### Work required
Transcribe the line containing "- 1. We compare" and every line after it, exactly, through the end of the records.

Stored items
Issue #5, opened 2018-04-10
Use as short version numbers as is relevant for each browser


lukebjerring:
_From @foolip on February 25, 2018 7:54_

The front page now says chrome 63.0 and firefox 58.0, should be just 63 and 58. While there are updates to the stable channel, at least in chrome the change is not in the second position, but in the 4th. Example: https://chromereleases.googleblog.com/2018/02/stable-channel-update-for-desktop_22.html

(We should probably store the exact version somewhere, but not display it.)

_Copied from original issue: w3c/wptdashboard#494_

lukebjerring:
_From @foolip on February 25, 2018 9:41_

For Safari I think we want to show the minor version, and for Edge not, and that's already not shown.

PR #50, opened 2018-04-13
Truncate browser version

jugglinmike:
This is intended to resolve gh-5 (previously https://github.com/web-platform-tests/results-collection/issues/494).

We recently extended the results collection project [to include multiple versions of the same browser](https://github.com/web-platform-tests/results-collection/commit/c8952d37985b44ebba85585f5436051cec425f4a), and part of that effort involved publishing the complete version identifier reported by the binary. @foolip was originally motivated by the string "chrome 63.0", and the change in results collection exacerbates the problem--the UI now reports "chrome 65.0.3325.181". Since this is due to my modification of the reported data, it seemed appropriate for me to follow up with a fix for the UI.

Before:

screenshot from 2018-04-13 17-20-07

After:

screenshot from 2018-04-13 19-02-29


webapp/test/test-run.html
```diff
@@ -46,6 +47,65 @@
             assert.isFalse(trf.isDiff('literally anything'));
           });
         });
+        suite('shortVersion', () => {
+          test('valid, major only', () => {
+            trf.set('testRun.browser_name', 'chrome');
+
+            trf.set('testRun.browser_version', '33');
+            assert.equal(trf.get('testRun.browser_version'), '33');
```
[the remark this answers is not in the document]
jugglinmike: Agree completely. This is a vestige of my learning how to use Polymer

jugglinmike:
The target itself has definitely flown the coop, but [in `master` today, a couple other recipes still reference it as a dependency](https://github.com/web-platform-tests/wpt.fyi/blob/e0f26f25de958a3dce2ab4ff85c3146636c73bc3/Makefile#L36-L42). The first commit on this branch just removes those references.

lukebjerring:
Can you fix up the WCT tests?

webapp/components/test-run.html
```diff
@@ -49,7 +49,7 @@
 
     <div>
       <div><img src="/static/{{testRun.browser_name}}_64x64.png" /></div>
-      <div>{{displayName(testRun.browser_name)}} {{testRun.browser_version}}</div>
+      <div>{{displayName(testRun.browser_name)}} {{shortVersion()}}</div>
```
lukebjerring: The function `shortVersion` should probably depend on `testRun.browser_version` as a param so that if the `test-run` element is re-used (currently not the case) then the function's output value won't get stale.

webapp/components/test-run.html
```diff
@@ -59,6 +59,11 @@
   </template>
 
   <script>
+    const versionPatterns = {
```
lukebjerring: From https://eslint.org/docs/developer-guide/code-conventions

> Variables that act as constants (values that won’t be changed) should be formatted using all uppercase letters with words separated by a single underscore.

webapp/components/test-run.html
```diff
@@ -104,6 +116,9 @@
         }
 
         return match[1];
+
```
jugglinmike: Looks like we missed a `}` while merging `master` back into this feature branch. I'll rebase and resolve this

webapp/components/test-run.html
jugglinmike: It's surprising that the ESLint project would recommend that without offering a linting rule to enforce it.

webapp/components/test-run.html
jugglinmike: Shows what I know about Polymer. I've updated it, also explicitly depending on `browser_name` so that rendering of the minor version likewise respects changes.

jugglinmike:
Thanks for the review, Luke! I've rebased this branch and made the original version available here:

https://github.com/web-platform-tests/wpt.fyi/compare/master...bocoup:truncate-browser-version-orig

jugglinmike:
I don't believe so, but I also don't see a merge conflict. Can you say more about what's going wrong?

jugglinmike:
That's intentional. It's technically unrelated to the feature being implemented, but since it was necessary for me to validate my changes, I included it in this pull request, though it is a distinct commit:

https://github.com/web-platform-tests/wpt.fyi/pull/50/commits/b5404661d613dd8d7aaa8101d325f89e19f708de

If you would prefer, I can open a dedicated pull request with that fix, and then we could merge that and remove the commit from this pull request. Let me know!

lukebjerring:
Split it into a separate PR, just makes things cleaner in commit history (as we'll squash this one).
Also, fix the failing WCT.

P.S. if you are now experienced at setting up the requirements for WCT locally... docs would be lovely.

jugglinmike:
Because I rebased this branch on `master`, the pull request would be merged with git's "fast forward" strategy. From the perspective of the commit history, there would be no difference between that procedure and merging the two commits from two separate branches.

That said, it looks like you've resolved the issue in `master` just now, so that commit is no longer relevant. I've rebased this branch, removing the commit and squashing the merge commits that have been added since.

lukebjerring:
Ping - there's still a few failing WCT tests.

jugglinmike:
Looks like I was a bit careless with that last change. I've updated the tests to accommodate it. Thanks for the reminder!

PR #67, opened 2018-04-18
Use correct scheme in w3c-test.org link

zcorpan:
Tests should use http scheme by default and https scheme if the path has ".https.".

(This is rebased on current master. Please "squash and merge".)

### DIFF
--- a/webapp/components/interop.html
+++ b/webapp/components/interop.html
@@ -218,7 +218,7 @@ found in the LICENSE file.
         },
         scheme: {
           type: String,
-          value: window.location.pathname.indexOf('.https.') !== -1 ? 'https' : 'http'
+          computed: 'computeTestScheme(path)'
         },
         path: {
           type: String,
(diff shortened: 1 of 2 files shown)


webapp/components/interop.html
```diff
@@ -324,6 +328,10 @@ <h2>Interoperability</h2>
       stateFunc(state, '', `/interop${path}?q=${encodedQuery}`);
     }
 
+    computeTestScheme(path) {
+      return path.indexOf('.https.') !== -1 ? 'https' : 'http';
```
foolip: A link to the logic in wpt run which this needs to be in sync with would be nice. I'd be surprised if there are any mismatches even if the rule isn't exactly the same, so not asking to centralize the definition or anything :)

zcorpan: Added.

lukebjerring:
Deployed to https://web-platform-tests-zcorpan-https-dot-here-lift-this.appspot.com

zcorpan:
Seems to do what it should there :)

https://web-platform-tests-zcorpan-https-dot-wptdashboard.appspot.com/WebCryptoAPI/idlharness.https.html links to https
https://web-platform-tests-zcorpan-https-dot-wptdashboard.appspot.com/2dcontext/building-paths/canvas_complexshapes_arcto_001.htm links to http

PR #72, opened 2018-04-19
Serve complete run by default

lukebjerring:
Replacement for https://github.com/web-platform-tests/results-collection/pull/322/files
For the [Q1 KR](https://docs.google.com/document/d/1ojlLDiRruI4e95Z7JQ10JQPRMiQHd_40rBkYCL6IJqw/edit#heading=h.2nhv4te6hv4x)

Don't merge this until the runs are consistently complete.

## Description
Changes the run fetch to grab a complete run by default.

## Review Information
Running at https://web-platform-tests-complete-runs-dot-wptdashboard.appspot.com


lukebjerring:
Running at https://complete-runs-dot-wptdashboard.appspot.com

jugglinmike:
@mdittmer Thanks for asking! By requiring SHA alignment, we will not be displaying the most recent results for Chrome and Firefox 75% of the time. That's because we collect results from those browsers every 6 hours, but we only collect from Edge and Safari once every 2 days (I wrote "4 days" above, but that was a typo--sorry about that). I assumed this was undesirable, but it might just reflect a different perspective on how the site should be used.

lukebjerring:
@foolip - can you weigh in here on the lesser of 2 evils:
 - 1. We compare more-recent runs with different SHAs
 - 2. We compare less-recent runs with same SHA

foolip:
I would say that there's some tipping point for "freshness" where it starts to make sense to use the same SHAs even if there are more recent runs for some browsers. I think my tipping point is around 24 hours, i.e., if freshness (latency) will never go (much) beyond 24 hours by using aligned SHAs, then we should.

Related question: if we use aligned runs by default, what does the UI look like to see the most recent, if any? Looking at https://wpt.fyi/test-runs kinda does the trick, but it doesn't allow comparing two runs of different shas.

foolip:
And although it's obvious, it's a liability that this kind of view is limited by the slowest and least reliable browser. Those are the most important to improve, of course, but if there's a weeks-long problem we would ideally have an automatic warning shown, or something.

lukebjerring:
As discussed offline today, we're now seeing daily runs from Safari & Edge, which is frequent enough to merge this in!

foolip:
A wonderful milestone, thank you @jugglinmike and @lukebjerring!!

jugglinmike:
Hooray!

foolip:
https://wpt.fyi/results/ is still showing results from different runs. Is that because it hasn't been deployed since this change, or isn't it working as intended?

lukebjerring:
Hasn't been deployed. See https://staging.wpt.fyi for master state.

### Solution to this problem
 - 1. We compare more-recent runs with different SHAs
 - 2. We compare less-recent runs with same SHA

foolip:
I would say that there's some tipping point for "freshness" where it starts to make sense to use the same SHAs even if there are more recent runs for some browsers. I think my tipping point is around 24 hours, i.e., if freshness (latency) will never go (much) beyond 24 hours by using aligned SHAs, then we should.

Related question: if we use aligned runs by default, what does the UI look like to see the most recent, if any? Looking at https://wpt.fyi/test-runs kinda does the trick, but it doesn't allow comparing two runs of different shas.

foolip:
And although it's obvious, it's a liability that this kind of view is limited by the slowest and least reliable browser. Those are the most important to improve, of course, but if there's a weeks-long problem we would ideally have an automatic warning shown, or something.

lukebjerring:
As discussed offline today, we're now seeing daily runs from Safari & Edge, which is frequent enough to merge this in!

foolip:
A wonderful milestone, thank you @jugglinmike and @lukebjerring!!

jugglinmike:
Hooray!

foolip:
https://wpt.fyi/results/ is still showing results from different runs. Is that because it hasn't been deployed since this change, or isn't it working as intended?

lukebjerring:
Hasn't been deployed. See https://staging.wpt.fyi for master state.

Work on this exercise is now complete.